PD Dr. Wolfgang Meighörner, Direktor der Tiroler Landesmuseen, zeigt sich über die weitgespannten Forschungsleistungen
der Tiroler Landesmuseen äußerst zufrieden: „Mit Stolz kann ich darauf verweisen, dass etwa ein Drittel
der endemischen Alpenschmetterlinge erst durch die Forschungsinitiative der Tiroler Landesmuseen entdeckt wurde.
Dieser Beitrag ist die entscheidende Basis für dringend nötige Schutzmaßnahmen.“
Verbreitung nur in den Alpen
Die neuen Falterarten haben eine Flügelspannweite von ca 1,5 cm und sind nur sehr kleinräumig in wenigen
Gebirgsstöcken verbreitet.

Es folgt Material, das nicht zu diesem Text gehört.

PR #1475, opened 2018-08-15
Add unit testing foundation to SFML

eXpl0it3r:
## Description

This PR lays the foundation with some very basic test cases. The goal here isn't to get 100% coverage, but to start somewhere and build unit tests over time. So over time, new features will generate new unit tests and unit tests will help shape features.

See the Unit tests discussion and the [SFML Test Strategy](https://en.sfml-dev.org/forums/index.php?topic=24355.0) thread on the forum.

## Tasks

* [x] Find a solution for dynamic library not being found for the runtests target
* [x] Tested on Linux
* [x] Tested on Windows
* [x] Tested on macOS
* [x] Tested on iOS
* [x] Tested on Android

## How to test this PR?

Test the tests! As in build the test step and run the tests. Would be especially interesting to hear how it runs on macOS and Linux.


CMakeLists.txt
```diff
@@ -84,6 +84,9 @@ if(SFML_BUILD_WINDOW)
     sfml_set_option(SFML_OPENGL_ES ${OPENGL_ES} BOOL "TRUE to use an OpenGL ES implementation, FALSE to use a desktop OpenGL implementation")
 endif()
 
+# add an option for building the test suite
+sfml_set_option(SFML_BUILD_TEST TRUE BOOL "TRUE to build the SFML test suite, FALSE to ignore them")
```
LaurentGomila: > SFML_BUILD_TEST

`SFML_BUILD_TESTS` or `SFML_BUILD_TEST_SUITE` would be more correct.

> FALSE to ignore them

to ignore _it_ 😉

test/CMakeLists.txt
```diff
@@ -0,0 +1,24 @@
...
+    "${SRCROOT}/Rect.cpp"
+)
+
+include_directories("${PROJECT_SOURCE_DIR}/include")
+include_directories("${PROJECT_SOURCE_DIR}/extlibs/headers")
+
+# Using sfmltest instead of test because the latter is reserved.
+add_executable(sfmltest ${SRC})
+
+target_link_libraries(sfmltest sfml-graphics sfml-window sfml-audio sfml-network sfml-system)
```
JonnyPtn: Nothing major, but not all sfml libs need to be listed here as dependencies will automatically be linked. Could probably just list `sfml-graphics sfml-audio sfml-network`. Depends if you prefer comcise or explicit

LaurentGomila: We always prefer explicit. Would be strange to test sfml-system and not see it in the list of linked libraries.

But this raises a more important point in my opinion: why don't we have one test executable per module? SFML modules are more or less independant, and we can select which ones are built, so we should have the same modularity for tests.

JonnyPtn: This makes a lot of sense, especially as there are cmake options to enable/disable certain modules

JonnyPtn:
Strangely, on macOS I get:

```
Undefined symbols for architecture x86_64:
  "sf::String::toAnsiString(std::locale const&) const", referenced from:
      Catch::toString(sf::String const&) in UnitTests.o
ld: symbol(s) not found for architecture x86_64
```

Given that the function isn't used I can just comment it out, and everything else works fine, but I can't see why it would be undefined, and nothing else. Would be interested to see what happens on linux

test/CMakeLists.txt
```diff
@@ -0,0 +1,24 @@
...
+
+add_custom_target(runtests ALL
```
JonnyPtn: Using `add_test` here would be the more typical CMake way. e.g.:

```
add_test(runtests sfmltest
WORKING_DIRECTORY "${PROJECT_BINARY_DIR}/test")
```

These will automatically get added to the "test" target, so you can easily add future test programs

test/CMakeLists.txt
eliasdaler: Agreed. And if you disable some modules from building, you get a linking errors

test/CMakeLists.txt
eliasdaler: Yes, and maybe it'll get us some ctest integration?
Can't we use [this](https://github.com/catchorg/Catch2/blob/3d7104c124e3af88eda573f867f79d0aa9ef6c72/contrib/Catch.cmake#L10) for the version we're currently on?

If not, it should be on the todo list as it's pretty convenient. :)

test/src/UnitTests.hpp
```diff
@@ -0,0 +1,58 @@
...
+// This ensures that string conversions are visible and can be used by Catch for debug output.
+
+#ifndef SFML_UNITTESTS_HPP
+#define SFML_UNITTESTS_HPP
+
+#include <SFML/System/Vector2.hpp>
+#include <SFML/System/Vector3.hpp>
+#include <SFML/Graphics/Rect.hpp>
+#include <sstream>
+#include <catch.hpp>
```
eliasdaler: I'd suggest to move <catch.hpp> higher (maybe so that it's the first included header?), because the list of SFML headers included here may become bigger in the future.

test/src/UnitTests.cpp
```diff
@@ -0,0 +1,41 @@
...
+#include <SFML/Window/VideoMode.hpp>
+#include <SFML/Graphics/Color.hpp>
+#include <sstream>
+
+// String conversions for Catch framework
+namespace Catch
+{
+    std::string toString(const sf::String& string)
+    {
+        return string.toAnsiString();
```
eliasdaler: Why not convert to Utf8? This is probably what will work on most platforms with non-ASCII strings
Now sure how to it handles Windows, though...

test/src/UnitTests.cpp
```diff
@@ -0,0 +1,41 @@
...
+    }
+
+    std::string toString(sf::Time time)
+    {
+        std::ostringstream stream;
+        stream << time.asMicroseconds() << "us";
```
eliasdaler: Won't we need milliseconds more frequently? Microseconds are too noisy for human readable output.

eXpl0it3r: The point isn't necessarily human readable output, but predictable and comparable output. Microseconds is the smallest unit and what's saved internally, so this makes the most sense.

test/src/UnitTests.cpp
eXpl0it3r: Because catch expects a `std::string` as return. Not sure if it can deal with `std::basic_string<Uint8>` in all cases. In theory it should work, as `sf::Uint8` is defined as `char` and `std::string` is defined as `std::basic_string<char>`.

test/src/UnitTests.hpp
eXpl0it3r: I moved it up.

test/src/UnitTests.cpp
eliasdaler: We can make a string out of sf::basic_string<Uint8> explicitly. That's what a lot of programs do now - they store UTF-8 in std::string. :)

test/CMakeLists.txt
eXpl0it3r: Source files for a specific module are now only added when the module is explicitly selected to be built and only then the lib is set. Required to split the test utilities into module-based parts.

test/src/UnitTests.cpp
eXpl0it3r: Any example code?

test/CMakeLists.txt
eXpl0it3r: The linked command doesn't seem to exist or catch 1.x.

How do you run the when using `add_test`? The current solution is quite neat, as it runs the test suite when you build said target. If the same can be done with `add_test` then let me know when you figure it out, as I can't seem to get it working.

JonnyPtn: That link's a cmake script so although it may not be in catch 1.x we could still use it in catch2 as long as it doesn't depend on any catch2 functionality.
add_test is what populates the "test" target (the one that this PR tries to avoid clashing with by naming the target "runtests". This means you can easily run the tests either by building the test target (e.g. `make test`) or just by executing `ctest` in the build directory after configuring with cmake.

there are other advantages to using the built in cmake testing stuff, for example you can add as many test programs as you want using `add_test` and they all get added to the "test" target. You can also use the built in flags for tests: `BUILD_TESTING`.

These two solutions aren't mutually exclusive either, we could easily run the proper test stuff alongside the custom command stuff if that covers all bases. 

I'll try and put together an example of this behaviour later (And also look into that catch command which supposedly improves on add_test)

test/CMakeLists.txt
```diff
@@ -0,0 +1,51 @@
...
+    "${SRCROOT}/Vector2.cpp"
+    "${SRCROOT}/Vector3.cpp"
+    "${SRCROOT}/TestUtilities/System.hpp"
+    "${SRCROOT}/TestUtilities/System.cpp"
+)
+SET(SYSTEM_LIB "sfml-system")
+
+if(SFML_BUILD_WINDOW)
+    SET(WINDOW_SRC
+        "${SRCROOT}/Rect.cpp"
```
JonnyPtn: Shouldn't Rect be in the graphics tests?

eXpl0it3r: Woops, forgot to move it after I created the graphics section. 🙂

CMakeLists.txt
```diff
@@ -84,6 +84,9 @@ if(SFML_BUILD_WINDOW)
     sfml_set_option(SFML_OPENGL_ES ${OPENGL_ES} BOOL "TRUE to use an OpenGL ES implementation, FALSE to use a desktop OpenGL implementation")
 endif()
 
+# add an option for building the test suite
+sfml_set_option(SFML_BUILD_TEST_SUITE TRUE BOOL "TRUE to build the SFML test suite, FALSE to ignore it")
```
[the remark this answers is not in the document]
eliasdaler: It's OFF by default in most libs, I think. So we'd better do the same ;)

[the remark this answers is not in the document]
TankOs: It will also indicate errors/problems when the test suite fails for someone. Unit tests are there to be run, not to be ignored. IMO it should stay enabled by default.

If we want to make unit tests part of our workflow, then we will have to explain to contributors how to enable tests, so that their PRs get accepted. Another annoying step to do that can be avoided.

The extra build time is only required for the initial build, especially when building the test suite "main file". Consequent builds are much faster.

TankOs:
Successfully tested on Arch Linux. Btw, if tests were enabled in Buildbot, most platforms would have been tested already automatically.

```
Run tests
Test project /home/stsch/projects/sfml/build
    Start 1: System-module-tests
1/3 Test #1: System-module-tests ..............   Passed    0.00 sec
    Start 2: Window-module-tests
2/3 Test #2: Window-module-tests ..............   Passed    0.01 sec
    Start 3: Graphics-module-tests
3/3 Test #3: Graphics-module-tests ............   Passed    0.01 sec

100% tests passed, 0 tests failed out of 3

Total Test time (real) =   0.02 sec
```

eXpl0it3r:
Except the wouldn't as buildbot would fail, because it can't find the shared libraries. Check the status of previous commits. 😉

CMakeLists.txt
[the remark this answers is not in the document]
JonnyPtn: It's not just the build time, but also the run time, which could take any amount of time in the future once more (and more complex) tests are added. 

furthermore, it causes the build itself to fail meaning if a unit test fails for any reason the user won't be able to install SFML without fixing the bug or removing the test. 

I think it would be more reasonable to ask people to run tests before reporting an issue or sending a PR rather than blocking use of SFML until the issue is found and resolved

TankOs:
@eXpl0it3r I remember the talk about RPATH etc, and whether Windows and OSX have a similar feature.

JonnyPtn:
You can set the working directory for [add_test](https://cmake.org/cmake/help/v3.0/command/add_test.html), if that helps

JonnyPtn:
Works fine for me still, no local changes

JonnyPtn:
You can tick off macOS testing now. Up to you if you want to tick off iOS or not. It’s basically disabled on iOS currently until someone works out a way to run iOS unit tests (and I presume android will have the same problem?)

You can also tick off a solution for dlls, as that’s covered now, although Laurent suggested an alternative solution of building all tests and examples in the same folder as the libs. Personally I would prefer not to mix up the libs and the other guff, and don’t want to  change behaviour on all platforms when only Windows is a problem, which is why I did it the way I did, but I’m not particularly precious so feel free to change it if it’s decided that the other way is better. 

I’d say it’s best not to worry too much about iOS and Android tests right now as I’ve no idea how long that might take to set up (and also they aren’t “officially” supported yet) so let’s just make a decision on the dll situation and get this moving

LaurentGomila:
> Laurent suggested an alternative solution of building all tests and examples in the same folder as the libs. Personally I would prefer not to mix up the libs and the other guff, and don’t want to change behaviour on all platforms when only Windows is a problem

No, I said to tell CMake to put all binaries into a "bin" folder, as well as libraries in "lib". This would result in:
* .dll and .exe in "bin", .a / .lib in "lib" on Windows
* executables in "bin" , ".so" in "lib" on Linux

So it's not platform specific, CMake already differentiates correctly files types on all platforms. And I think it's quite common to do it this way (we do it for all our projects at work).

JonnyPtn:
Sorry for the misunderstanding - my preference still stands for the Same reasons, but like I said I’m not precious about it

LaurentGomila:
> my preference still stands for the Same reasons

So, what reasons? As I said, there's no mix between libraries and runtime files, and it doesn't change anything in behaviour compared to the current version.

LaurentGomila:
> Mixing the "SFML Library" files with examples/tests

Depends what you call "libraries". CMake separates "runtime" files (.dll on Windows, none on Linux) from "library" files (.a/.lib import files on Windows, .so on Linux) from "archive" files (.a/.lib static libraries on Windows, .a static libraries on Linux) -- I'm not talking about MacOS since my knownledge of this OS is too limited.

But in the end, you have all "run-time" files in "bin", and all "link-time" files (libraries) in "lib". That's pretty close to what you get in final packages anyway.

> changing the process for all platforms when only windows is the issue

We don't change anything for other OSes. We just set global rules that:
* change something on Windows, where there was an issue,
* change nothing on Linux, where things were already ok
* again, I leave MacOS aside but I guess that similar conclusions can be drawn

So, can you be a litte more specific about what exactly bothers you with this solution?

JonnyPtn:
Not really.

What’s left to get this merged then?

eXpl0it3r:
Looks like we still have some issues with DLLs with VS builds and I guess we should disable it for Android builds or figure out what syntax issue they have. 😄

LaurentGomila:
> Looks like we still have some issues with DLLs with VS builds

What issues? Now that the DLLs are copied the tests run fine.

eXpl0it3r:
You can check the Travis build log. The error code indicates that it's missing a DLL, but we don't really know which one. To be honest it reads like a Travis issue.

I tried to figure out how to run the Travis VS system on my local machine, but couldn't find any documentation on this.

I'll look into it again some time this weekend.

JonnyPtn:
Is buildbot set up to run the tests too?

LaurentGomila:
> To be honest it reads like a Travis issue.

Probably. Today I tried a fresh checkout of the this branch, with VS2015 / dynamic, and all built and ran fine.

test/CMakeLists.txt
```diff
@@ -0,0 +1,44 @@
...
+
+# System is always built
+SET(SYSTEM_SRC
+    "${SRCROOT}/CatchMain.cpp"
+    "${SRCROOT}/System/Vector2.cpp"
+    "${SRCROOT}/System/Vector3.cpp"
+    "${SRCROOT}/TestUtilities/SystemUtil.hpp"
+    "${SRCROOT}/TestUtilities/SystemUtil.cpp"
+)
+sfml_add_test(systemtest "${SYSTEM_SRC}"  sfml-system)
```
LaurentGomila: I would name the targets differently, this looks different from the conventions used to name modules. For example, sfml-xxx-test (or test-sfml-xxx) would be consistent.

test/CMakeLists.txt
```diff
@@ -0,0 +1,44 @@
+set(SRCROOT "${PROJECT_SOURCE_DIR}/test/src")
+
+include_directories("${PROJECT_SOURCE_DIR}/include")
+include_directories("${PROJECT_SOURCE_DIR}/extlibs/headers")
+include_directories("${SRCROOT}/TestUtilities")
+
```
LaurentGomila: Why not putting each test target in its own CMakeLists.txt file, in the corresponding sub-folder?

test/CMakeLists.txt
```diff
@@ -0,0 +1,44 @@
...
+if(SFML_BUILD_GRAPHICS)
+    SET(GRAPHICS_SRC
+        "${SRCROOT}/CatchMain.cpp"
+        "${SRCROOT}/Graphics/Rect.cpp"
+        "${SRCROOT}/TestUtilities/GraphicsUtil.hpp"
+        "${SRCROOT}/TestUtilities/GraphicsUtil.cpp"
+    )
+    sfml_add_test(graphicstest "${GRAPHICS_SRC}" sfml-graphics)
+endif()
+
```
LaurentGomila: I would also add a test target for sfml-network and sfml-audio, for completeness. And so that people who want to contribute don't have to create them.

test/src/CatchMain.cpp
```diff
@@ -0,0 +1,2 @@
+#define CATCH_CONFIG_MAIN
+#include <catch.hpp>
```
LaurentGomila: "No newline at end of file" 😉

cmake/Macros.cmake
```diff
@@ -265,6 +265,42 @@ macro(sfml_add_example target)
...
+# example: sfml_add_test(sfml-test
+#                           ftp.cpp ...
+#                           sfml-network)
+function(sfml_add_test target SOURCES DEPENDS)
+
+    # set a source group for the source files
+    source_group("" FILES ${SOURCES})
+
+    # check whether resources must be added in target
+    set(target_input ${SOURCES})
```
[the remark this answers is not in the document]
eXpl0it3r: Me neither. 🤔 
It just sets `target_input` and then uses that further down instead of the `${SOURCES}` but it doesn't get used any further. Maybe some leftover, @JonnyPtn?

test/CMakeLists.txt
eXpl0it3r: It's not hard to add and we don't want to add stuff just because it hopefully will be added one day, same as we don't add C++ functions because they might be useful someday. 😉

test/CMakeLists.txt
eXpl0it3r: Might be part of a future enhancement, for now I think we'll just stick to this.

test/CMakeLists.txt
eXpl0it3r: Renamed to test-sfml-xyz

cmake/Macros.cmake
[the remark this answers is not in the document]
eXpl0it3r: Oh, I just checked the history and noticed by chance that this is just an copy-paste artifact. The example macro adds resource files to that target if they are needed. Might be useful at one point, but not right now.

eXpl0it3r:
Looks like it's still a Travis issue. There are two steps I want to get done before merging this:

- Disable the tests on the failing Travis instance
- Activate tests on our CI system

test/CMakeLists.txt
```diff
@@ -0,0 +1,44 @@
...
+# Automatically run the tests at the end of the build
+add_custom_target(runtests ALL
+                  DEPENDS test-sfml-system test-sfml-window test-sfml-graphics
+)
+
+add_custom_command(TARGET runtests
+                   COMMENT "Run tests"
+                   POST_BUILD COMMAND ctest ARGS --output-on-failure
+)
```
ChrisThrasher, line 44: What was the rationale for automatically running tests after they're built? This is not a conventional thing to do and not something I've seen on other C++ projects. Now that SFML has 31 test cases, the runtime impact of these tests is starting to approach the time it takes to incrementally build a few C++ files. This problem is only prone to get worse over time as we improve test coverage and the test suite takes longer and longer to run. Our CI pipeline is so rigorous that if a contributor forgets to build or run the tests, that problem is immediately caught upon submission of their PR so I'm not particularly worried about such situations.

ChrisThrasher: https://github.com/SFML/SFML/issues/2429

I filed an issue to remove this.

Sie sind ebenso wie etwa 250 weitere Schmetterlinge weltweit nur aus den Alpen
bekannt und gelten schon aus diesem Grund als besonders interessante Tiere. Die Falter wurden in mehreren Expeditionen
in teils abgelegenen Gebieten der Südwestalpen und Südalpen oberhalb der Waldgrenze gefunden: die Kessleria
cottiensis in der Provinz Turin (I) und im Département Hautes-Alpes (F), die Kessleria orobiae in der Provinz
Bergamo (I) und die Kessleria alpmaritimae im Département Alpes-Maritimes (F). Die Schmetterlinge waren
in den frühen Morgenstunden auf der Suche nach Geschlechtspartnern unterwegs oder wurden in der Nacht von
künstlichen Lichtquellen der Forscher angelockt.

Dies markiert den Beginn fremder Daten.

PR #1477, opened 2018-08-18
Fix RPATH for installed examples on Linux

eliasdaler:
## Steps to reproduce

* Configure CMake build with custom CMAKE_INSTALL_PREFIX
* `cmake --build . target --install`
* Go to any example folder and try to launch it - fails with "sfml-xxx.so is not found"
* Check executable via "ldd" - shows that .so modules are not found

```
    libsfml-graphics.so.2.5 => not found
    libsfml-window.so.2.5 => not found
```

## How this fix works

First, it computes relative path from target directory to lib folder. Then it sets it target's INSTALL_RPATH to $ORIGIN + rel_path ($ORIGIN being a location of executable).

And now, when you install the examples, everything will work fine and SFML modules will be found by the relative path. Even if you move the install folder everywhere on the system as long as its internal structure remains the same.

### DIFF
--- a/cmake/Macros.cmake
+++ b/cmake/Macros.cmake
@@ -232,7 +232,7 @@ macro(sfml_add_example target)
 
     set(target_install_dir ${SFML_MISC_INSTALL_PREFIX}/examples/${target})
 
-    if(SFML_OS_LINUX OR SFML_OS_FREEBSD)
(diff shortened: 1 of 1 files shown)


eXpl0it3r:
Merged in b81de898bf49d919354899d14ecf2b81753f9f42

Weibchen ohne Flugfähigkeit
Das Weibchen der vierten neuentdeckten Art kann allerdings nicht fliegen – eine Eigenschaft, die die Wissenschafter
als Anpassung an starke Winde im Hochgebirge deuten. Aufgrund seiner im Vergleich zum Männchen deutlich reduzierten
Flügel erhielt dieser Schmetterling den Namen Kessleria dimorpha. Er wurde im Département Alpes-de-Haute-Provence
(F) nachgewiesen.
Familie der Gespinstfalter
Die Lebensweise der Neuentdeckungen ist in mehrfacher Hinsicht bemerkenswert. Alle vier Arten gehören einer
spezialisierten Gattung aus der Familie der Gespinstfalter an. Die Raupen der nunmehr 29 aus Europa bekannten Steinbrech-Gespinstfalter
leben mit einer Ausnahme von Steinbrecharten. Diese Pflanzen sind durch ihre Anpassungsfähigkeit an extreme
Standorte ungewöhnlich. Sie besiedeln Schutthalden oder selbst senkrechte Felswände. Als Nahrung für
Insekten dienen Steinbrecharten jedoch nur selten. Die Schmetterlingsraupen können im Inneren der Blätter
bohren oder sie fressen an mit Gespinst verwobenen Pflanzenteilen.